4.3. The Malacca and Singapore Straits
Connecting the Indian Ocean with the South China Sea and the Pacific Ocean, the Malacca and Singapore Straits pass through the territorial waters of Thailand, Malaysia, Indonesia and Singapore. Combined, the Straits are approximately 600 miles long, with a minimum width of 3 miles near Singapore Island. Minimum fairway depth can vary: in the Phillips Channel where there is a TSS it is less than 23 m. Although the Straits comprise a major international shipping corridor, the shallow depth limits fully-loaded tankers to about 200,000-225,000 deadweight tons (62-72 foot draft) to allow a 3.5 m bottom clearance. Larger ships are prohibited from transiting the Straits and must offload part of their cargo and send it by separate ship through the shallow southern portion of the Malacca Strait and the Singapore Strait or follow an alternative route through the Sunda and Lombok Straits.
From both an economic and a military standpoint the Straits of Malacca and Singapore constitute a strategically important choke point.66 Most of the crude oil from the Middle East must pass through these Straits to reach East Asia and the other Pacific rim nations. It is estimated that an oil tanker enters the Straits every 2-1/2 hours. Approximately eighty percent of Japan’s crude oil (200 million tons) is shipped from the Middle East through the Straits. Estimates of the total number of ships transiting the Straits vary. Japan estimates that some 60,000 ships of all sizes pass through the Malacca and Singapore straits each year, of which one third are very large crude containers (VLCCs). In 1993 Malaysia placed the number at almost 100,000, more than double the number transiting during the previous decade.67
During the past decade, the average annual rate of increase in shipping traffic through the Straits was 7.8 per cent. Singapore is already one of the largest container ports and perhaps the largest bunkering port in the world. Between 1982 and 1993 the total number of vessels exceeding 75 GRT arriving at the port of Singapore almost tripled, to 92,655 vessels, with a volume of 624 million GRT. The resulting congestion creates massive traffic and pollution problems, which impact upon and are aggravated by coastal state development.
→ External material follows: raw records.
PR #2282, opened 2026-09-20
Publish PLINK bundles and drop the retired plink2 selector on the gwas branch

lyh970817:
Follow-up to #2198 for the `gwas` branch, so nf-core/gwas can run `-profile test` directly from the published data.

- Drops `plink2` from the association selectors in the four analysis manifests: nf-core/gwas removed its PLINK 2 `--glm` route, so that token is no longer an accepted `association_methods` value. The generator and validator are aligned so regeneration reproduces the CSVs byte for byte.
- Publishes the PLINK 2 (`example_all.pgen/.psam/.pvar`) and PLINK 1 (`example_all.bed/.bim/.fam`) representations of the compact two-chromosome VCF, derived in the workflow with plink2 2.0.0a.6.9 (`--double-id --make-pgen`; `--make-bed --hard-call-threshold 0.1`). The regeneration test re-derives them and asserts byte identity, as it already did for the VCF.
- Switches the cohort manifest to select the PLINK 2 bundle by its public URLs; the pipeline's cohort schema takes PLINK bundles, not VCF. The VCF stays the canonical source.
- README updated accordingly.

20 files under `results/fixtures`, unchanged sizes for everything already on the branch.


chriswyatt1:
Great, I will go over this properly on Tuesday next week. We have been a little busy with a paper submission, but finally have time :)

lyh970817:
> Great, I will go over this properly on Tuesday next week. We have been a little busy with a paper submission, but finally have time :)

Thanks! This is just to make the test datasets aligned with my current pipeline repo which has retired the VCF route and an association method.

chriswyatt1:
Hey @lyh970817 , have the results been accidentely moved into this branch, or did you want them here?

modules/validate_gwas_fixtures.nf
```diff
@@ -0,0 +1,38 @@
...
+	input:
+	path vcf
+	path pheno
+	path qcovar
+	path catcovar
+	path relational_dir
+	tuple path(pgen), path(psam), path(pvar)
+	tuple path(bed), path(bim), path(fam)
+
+	output:
```
chriswyatt1: On these local modules, they need to have a versions.yml 
Plus this should be in a local folder, not in the main module dir. Same for the rest, there should be distinction between nf-core ones and local.

Ideally we should also add stub and unit test etc. But we could leave this on the roadmap, if you just want to check it all works as expected.

chriswyatt1: We should try to make them as nf-core compliant as possible a this stage really, with correct container lines as well.

chriswyatt1, line 15: use of meta.id as well,,, probably. I need to look into the module

chriswyatt1 (changes requested):

modules/validate_gwas_fixtures.nf
chriswyatt1: Maybe its not necessary for test datasets though, i will check!

chriswyatt1: I see, yes, this is fine as is, just wanted to be sure this was ok :)

chriswyatt1 (approved):
Great, this seems good to go

PR #2284, opened 2026-09-21
Add UCSC-named copies of the chr4/chr19 variant fixtures

axelwalter:
Every variant fixture on this branch uses Ensembl contig names (`4`, `19`). A pipeline that renames UCSC names to Ensembl ones therefore has that step exercised only as a no-op, and a rename bug passes CI unnoticed. Real callers emit UCSC names: Mutect2 and HaplotypeCaller both write `chr1`, `chr4`, `chrM`.

This came out of nf-core/epitopeprediction#362, where germline context was silently dropped for every real user because the germline VCF kept its `chr` prefix while the somatic calls had already been renamed. The existing fixtures could not catch it; a real exome pair did.

### Files

- `testdata/variants/variants_chr4_chr19_ucsc.vcf` — `variants_chr4_chr19.vcf` with `chr`-prefixed contigs.
- `testdata/variants/variants_chr4_chr19_germline_ucsc.vcf` — `variants_chr4_chr19_germline.vcf` with `chr`-prefixed contigs.
- `testdata/sample_sheets/sample_sheet_variants_grch38_ucsc.csv` — pairs the two.

Only the contig names change, in both the `##contig` headers and the records. Same four somatic and two germline records at the same positions, everything else byte-identical.

### Why this shape

The reference and VEP cache on this branch stay Ensembl-named, which is the real-world arrangement: callers emit UCSC names, Ensembl resources do not, and the pipeline bridges them. Because only the naming differs, a correctly renaming pipeline produces exactly the results the Ensembl-named fixtures produce, so a test can assert the same expected peptides and any difference is a rename failure.


axelwalter:
Closing in favour of a simpler change: rather than adding parallel UCSC-named copies, the germline fixture itself should be chr-prefixed by default. It is brand new and used by one test, real germline callers (HaplotypeCaller, Strelka) emit chr-prefixed contigs anyway, and leaving the somatic fixture Ensembl-named reproduces the mixed-naming case that actually breaks pipelines. No new files, no new test: the existing germline test then covers the rename, and its expected output is unchanged because renaming is meant to be transparent. Replacement PR to follow.

PR #2288, opened 2026-09-23
Simplify vcf header and SNP extraction

LouisLeNezet:
- Replace plink SNP position extraction with `bfctools view -R ${SNP_FILE}` option.
- Remove unseen contigs from vcf header (keep only chr21 and chr22).
- `ind.s.bcf` replaced by `ind.s.vcf.gz` for easier debugging (`zcat` usable directly).
- Merge 3 samples vcf in one.
- Remove `ind.s.1x.bcf` as only used as temporary files for glimpse1.


erikrikarddaniel (approved):
👍

PR #135, opened 2025-09-04
fix: replace react-timeago with a custom component

cprussin:
The `react-timeago` library does not ship esm correctly and it's caused issues for the typing, and some of the developers using the sdk have reported that they can't use the latest release due to issues with their environment interacting with this library.

It's a pretty simple component.  Rather than fighting with the library to get it to work correctly, I figure it's better to just home-roll this.

### DIFF
--- a/packages/sessions-sdk-react/src/session-button.tsx
+++ b/packages/sessions-sdk-react/src/session-button.tsx
@@ -12,7 +12,7 @@ import { XCircleIcon } from "@phosphor-icons/react/dist/ssr/XCircle";
 import { PublicKey } from "@solana/web3.js";
 import { Scanner } from "@yudiel/react-qr-scanner";
 import { QRCodeSVG } from "qrcode.react";
-import type { ComponentProps, FormEvent, ReactNode, JSX } from "react";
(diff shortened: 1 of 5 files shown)


packages/sessions-sdk-react/src/session-button.tsx
```diff
@@ -57,17 +55,12 @@ import {
   useTokenAccountData,
 } from "./use-token-account-data.js";
 
+const ONE_SECOND_IN_MS = 1000;
+const ONE_MINUTE_IN_MS = 60 * ONE_SECOND_IN_MS;
+const ONE_HOUR_IN_MS = 60 * ONE_MINUTE_IN_MS;
+const ONE_DAY_IN_MS = 24 * ONE_HOUR_IN_MS;
```
guibescos, line 61: how do you feel about these being duplicated in session-limits.tsx

guibescos (approved):

packages/sessions-sdk-react/src/session-button.tsx
cprussin: I use these all the time lol, I never really felt it was worth centralizing them and exporting them from somewhere since they're just so trivial

PR #138, opened 2025-09-05
revert: fogo sessions domain default

guibescos:
This broke the tilt setup

### DIFF
--- a/apps/sessions-demo/src/config/server.ts
+++ b/apps/sessions-demo/src/config/server.ts
@@ -41,7 +41,7 @@ export const RPC = envWithDefaults("RPC", {
 
 export const FOGO_SESSIONS_DOMAIN = envWithDefaults("FOGO_SESSIONS_DOMAIN", {
   localnet: undefined,
-  testnet: "https://sessions-example.fogo.io"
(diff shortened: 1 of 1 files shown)


apps/sessions-demo/src/config/server.ts
```diff
@@ -39,8 +39,7 @@ export const RPC = envWithDefaults("RPC", {
   testnet: "https://testnet.fogo.io",
 });
 
-export const FOGO_SESSIONS_DOMAIN =
-  process.env.FOGO_SESSIONS_DOMAIN ?? "https://sessions-example.fogo.io";
+export const FOGO_SESSIONS_DOMAIN = process.env.FOGO_SESSIONS_DOMAIN;
```
cprussin, line 42:
```suggestion
export const FOGO_SESSIONS_DOMAIN = envWithDefaults("FOGO_SESSIONS_DOMAIN", {
  localnet: undefined,
  testnet: "https://sessions-example.fogo.io"
});
```

Otherwise the testnet paymaster rejects everything...

cprussin (changes requested):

Further development of oil and tin in the Straits also threatens to complicate navigation.
Several incidents of grounding and near grounding of vessels have strengthened arguments for introducing some form of mandatory reporting for ships, adding more traffic separation schemes and routing systems, and increasing underkeel clearance requirements. In June 1992 the U.S. Navy destroyer Ingersoll collided with a Singapore merchant ship. In July 1992 two supertankers collided. In August 1992 an ocean-going Taiwan trawler hit the Singapore-based Royal Pacific cruise ship, sinking the liner and killing nine. In September 1992 the tanker Nagasaki Spirit with part cargo of 40,000 tons of crude oil on board collided with the container vessel Ocean Blessingin the Malacca Strait and caught fire. Forty three people died and approximately 13,000 tons of oil spilled into the strait, polluting about 65 miles of coastline along the Sumatran coast. In January 1993, the supertanker Maersk Navigator of Denmark and the tanker Sanko Honour of Japan collided at the mouth of the Malacca Strait, resulting in another mammoth oil spill. The most recent incident occurred on 6 September 1997. A super tanker rammed into an Indian registered cargo ship in the Strait of Malacca when thick smoke from forest fires obscured visibility. The cargo ship broke in two and sank with a loss of 29 lives. The was no oil spilled from the tanker.
A safe shipping channel in these Straits is critical to ensure a continuous, regular and reliable supply of energy to East Asian states such as Japan and Korea. From a military perspective, the Straits are indispensable links between the Indian and Pacific Oceans and key passage routes for the rapid deployment of operational vessels such as aircraft carriers. Yet navigation aids in the Straits need to be upgraded and additional obstructions need to be charted. Only Singapore runs a VTS within the Port of Singapore. The threat of yet another major oil spill in the Straits is prompting Malaysia, Indonesia and Singapore to consider increasing control over tanker movements. The Japan Shipowners Association has established a “tanker safety special committee” to develop high-definition ship-installed radars and vessels with better maneuverability, as well as to explore establishing sea lanes and regulating the passage of large tankers through the Malacca Strait. To relieve future tanker congestion the States of Malaysia and Thailand are embarking on a project to send Middle East oil by pipeline across the narrow neck of the Malay peninsula (Isthmus of Kra).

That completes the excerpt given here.